Now she’s scribbling her number on the back of an old receipt and handing it to me.
-Sounds fair enough, cheers darling.
So I put my cans with Sue’s convenience foods on the conveyor belt and shuffle to the end of the checkout to bag it up. £1.08 and a not so hot dinner date. Not the best graft I’ve done, but it’s got potential.
* * *
No. No. fuckin NO! It ain’t funny. I could definitely do without this. I drop the Kwik Save bag where I stand and leg it over to the front garden. The bastards, the fuckin evil bastards. I’ve squatted this place comfortably for over two years and I thought I was safe. Swear to god I thought I was safe. And now I come back and find all my worldlies scattered aimlessly over this overgrown wet grass and brambles and all the windows and doors boarded up with super-safe metal fascist barricading. Even the cellar windows. Okay, it’s not the first time. But look at my drawings, all scattered and smeared and smudged and blowing down the road with the litter and dog shit like rubbish.
-BASTARDS! FOCKIN BASTARD CUNTS!
I’m shouting to no one, to anyone who’ll listen, anger surging through my body, fists clenching, blood pressure going insane as I charge at the front door, kicking and thumping the brown barricade, roaring like a mad bastard.
-I’LL FOCKIN KILLYOU, YOU FOCKIN BASTARD FASCIST CUNTS!
And I want to cry, but tears won’t come. The sweat’s streaming down my face, and pure rage seeping out of my pores at the pure injustice
-WHERE’S ME FOCKIN TWENTY-EIGHT DAY NOTICE? WHERE THE FOCK IS IT?
It’s just vindictive. Pure fuckin vindictive evil. Just because I’ve found myself shelter, just because I ain’t paying some bastard landlord who charges extortionate rent and never kills the cockroaches or fixes the roof, never mind the leaking sink. Now this place’ll probably just be left to fall down, left empty, just because if one does it, it’ll give others ideas about freedom, about squatting, right? Jealous bastards. It’s not like you think. It’s not like you think, this world. They won’t rent me their flats, won’t rent me their rooms. Don’t you know that? You fockin bastards. Pity the poor, do you? Well, don’t fockin pity me. Don’t worry about what’ll happen to me now, will you? Eh? That was my life in that room. Might look like litter to you, but it was my life.
I need a dig. I need a fockin dig and I need it now. I give the door one, last, gut-wrenching kick before I dig my kit bag out from under my mattress, which lays now like a sad paralytic over chairs and drawers, and fill it with the sodden dregs of my life. I’m tense as fuck as I scrape my boots over the tarmac to Birchfields Park and head, smouldering, towards the rubble of some past church forgotten amongst the trees.
I sit on a bench improvised from gravestones and shuffle through my pockets, through fucked up drawings, pencils and useless keys, looking for my works.

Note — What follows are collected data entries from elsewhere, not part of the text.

PR #1158, opened 2020-04-30
feat(format-string): add format string support to battery module

lucarin91:
#### Description
Add format-string support to battery module.

#### Motivation and Context

part of #1057

#### Types of changes

#### Checklist:


docs/config/README.md
```diff
@@ -171,13 +171,14 @@ The module is only visible when the device's battery is below 10%.
...
 ### Options
 
-| Variable             | Default                  | Description                                       |
-| -------------------- | ------------------------ | ------------------------------------------------- |
-| `full_symbol`        | `"•"`                    | The symbol shown when the battery is full.        |
-| `charging_symbol`    | `"⇡"`                    | The symbol shown when the battery is charging.    |
-| `discharging_symbol` | `"⇣"`                    | The symbol shown when the battery is discharging. |
-| `display`            | [link](#battery-display) | Display threshold and style for the module.       |
-| `disabled`           | `false`                  | Disables the `battery` module.                    |
+| Variable             | Default                            | Description                                       |
```
heyrict, line 174:
```suggestion
| Option               | Default                            | Description                                       |
```
To prevent naming conflict with variable in a format string.

src/configs/battery.rs
```diff
@@ -1,40 +1,39 @@
...
-    pub charging_symbol: SegmentConfig<'a>,
-    pub discharging_symbol: SegmentConfig<'a>,
-    pub unknown_symbol: Option<SegmentConfig<'a>>,
-    pub empty_symbol: Option<SegmentConfig<'a>>,
-    pub display: Vec<BatteryDisplayConfig>,
+    pub full_symbol: &'a str,
+    pub charging_symbol: &'a str,
+    pub discharging_symbol: &'a str,
+    pub unknown_symbol: &'a str,
+    pub empty_symbol: &'a str,
```
heyrict, line 11: I think it would be better written as `Option<&'a str>` as `battery` module will not be displayed when battery status is `UNKNOWN` or `EMPTY`.

src/modules/battery.rs
```diff
@@ -14,60 +16,60 @@ pub fn module<'a>(context: &'a Context) -> Option<Module<'a>> {
...
+                        battery::State::Full => Some(Ok(config.full_symbol)),
+                        battery::State::Charging => Some(Ok(config.charging_symbol)),
+                        battery::State::Discharging => Some(Ok(config.discharging_symbol)),
+                        battery::State::Unknown => Some(Ok(config.unknown_symbol)),
+                        battery::State::Empty => Some(Ok(config.empty_symbol)),
+                        _ => {
+                            log::debug!("Unhandled battery state `{}`", state);
+                            None
+                        }
+                    },
```
heyrict, line 52: I think `symbol` should be configured as a format string instead of a plain string.

It should be fine most of the case but there may be some users trying to configure a rainbow colored `FULL` or so.

Note that `map_meta` accepts a format string as a return value.

src/configs/battery.rs
```diff
@@ -4,11 +4,11 @@ use starship_module_config_derive::ModuleConfig;
 
 #[derive(Clone, ModuleConfig)]
 pub struct BatteryConfig<'a> {
-    pub full_symbol: &'a str,
-    pub charging_symbol: &'a str,
-    pub discharging_symbol: &'a str,
-    pub unknown_symbol: &'a str,
-    pub empty_symbol: &'a str,
+    pub full_symbol: Option<&'a str>,
```
heyrict, line 7: No, this will make users overwrite the default config with None, even if one does not specify the key `full_symbol`. Same updates should be done with charging and discharging symbol.

Use this.

```suggestion
    pub full_symbol: &'a str
```

lucarin91: Ok, sorry you are right. I will update it.

lucarin91:
Thanks for the suggestion @heyrict. I hope that now I implemented it correctly.
Moreover, someone knows why mac tests continue to fail? I do not think it is something related to my PR.

heyrict:
It's a bug in ci. Fix for the bug has landed in master in #1181

PR #1164, opened 2020-05-03
feat: add more configurable prefixes

### LINKED ISSUE #418: Allow configuration of prefixes and improve documentation on them

Currently, many modules have hard-coded prefixes, such as "in " on the `directory` module or "via " on all version modules. The prefix handling is pretty unclear to me; for example, in the default configuration, the `directory` module does not display a prefix, while the version modules do ("via ").

```
~ via ☕ v12.0.2
>
```

When moving the `directory` module to the next line (i.e. after `line_break`), it suddenly displays its prefix with no way to disable it, while the version module does not. My goal in this particular case is to remove the "in " prefix.

```
☕ v12.0.2
in ~ >
```

After some testing, I came to the conclusion that the prefix is only displayed if the module is preceded by another module (which the `line_break` module does not "reset", hence why `directory` displays its prefix even when alone on a new line). However, I'm not totally sure that's the case.

If the behavior I described is correct, it may be a good idea for modules coming directly after a `line_break` to not display their prefix (or to make this configurable). An even better solution could be to make the prefixes changeable or removable on all modules, or a combination of both.

**More specifically**:

* Add an explanation to the docs on what determines whether the prefix is shown or not.
* Make the prefix changeable or removable on all modules that include one.
* ~~(Possibly) Do not show the prefix on the  first module after a `line_break`.~~ (Fixed by #473)

### LINKED ISSUE #1102: Hostname module doesn't respect prefix/suffix

scarvalhojr:
#### Description

Add configurable prefixes for username, hostname, git_branch and
python modules.

#### Motivation and Context

Unlike with other modules, it's not possible to customise prefixes in the username, hostname, git_branch and python modules.

Closes #418 
Closes #1102 

#### Types of changes

#### Checklist:

### DIFF
--- a/docs/config/README.md
+++ b/docs/config/README.md
@@ -583,6 +583,7 @@ The `git_branch` module shows the active branch of the repo in your current dire
 
 | Variable            | Default         | Description                                                                           |
 | ------------------- | --------------- | ------------------------------------------------------------------------------------- |
+| `prefix`            | `"on "`         | Prefix to display immediately before the Git branch.                                  |
 | `symbol`            | `" "`          | The symbol used before the branch name of the repo in your current directory.         |
 | `truncation_length` | `2^63 - 1`      | Truncates a git branch to X graphemes                                                 |
 | `truncation_symbol` | `"…"`           | The symbol used to indicate a branch name was truncated. You can use "" for no symbol |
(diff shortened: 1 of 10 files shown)


scarvalhojr:
I understand there is work going on to introduce format strings, which would make this change irrelevant, but it will allow for better configuration while format strings are not released.

Let me know if there is any interest in merging this and I can update the docs and tests accordingly.

heyrict:
Hey, thank you for your PR! Currently format-string related PRs are in review process. It is expected to see it landed in master *soon*. If you are interested, there is a umbrella issue in #1057.

Going to close this PR.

The orange caps of syringes lay scattered around, their decapitated plastic bodies half-buried, trodden into the soil. My lighter will hardly keep its flame as I cook up. My hands are shaking and sweating despite the bag I had earlier and my muscles feel so tense that the handle of my spoon’s digging into my finger and thumb. The search for veins has become such a drag that I just give up and unzip my trousers and pull them down at the front to find my fem.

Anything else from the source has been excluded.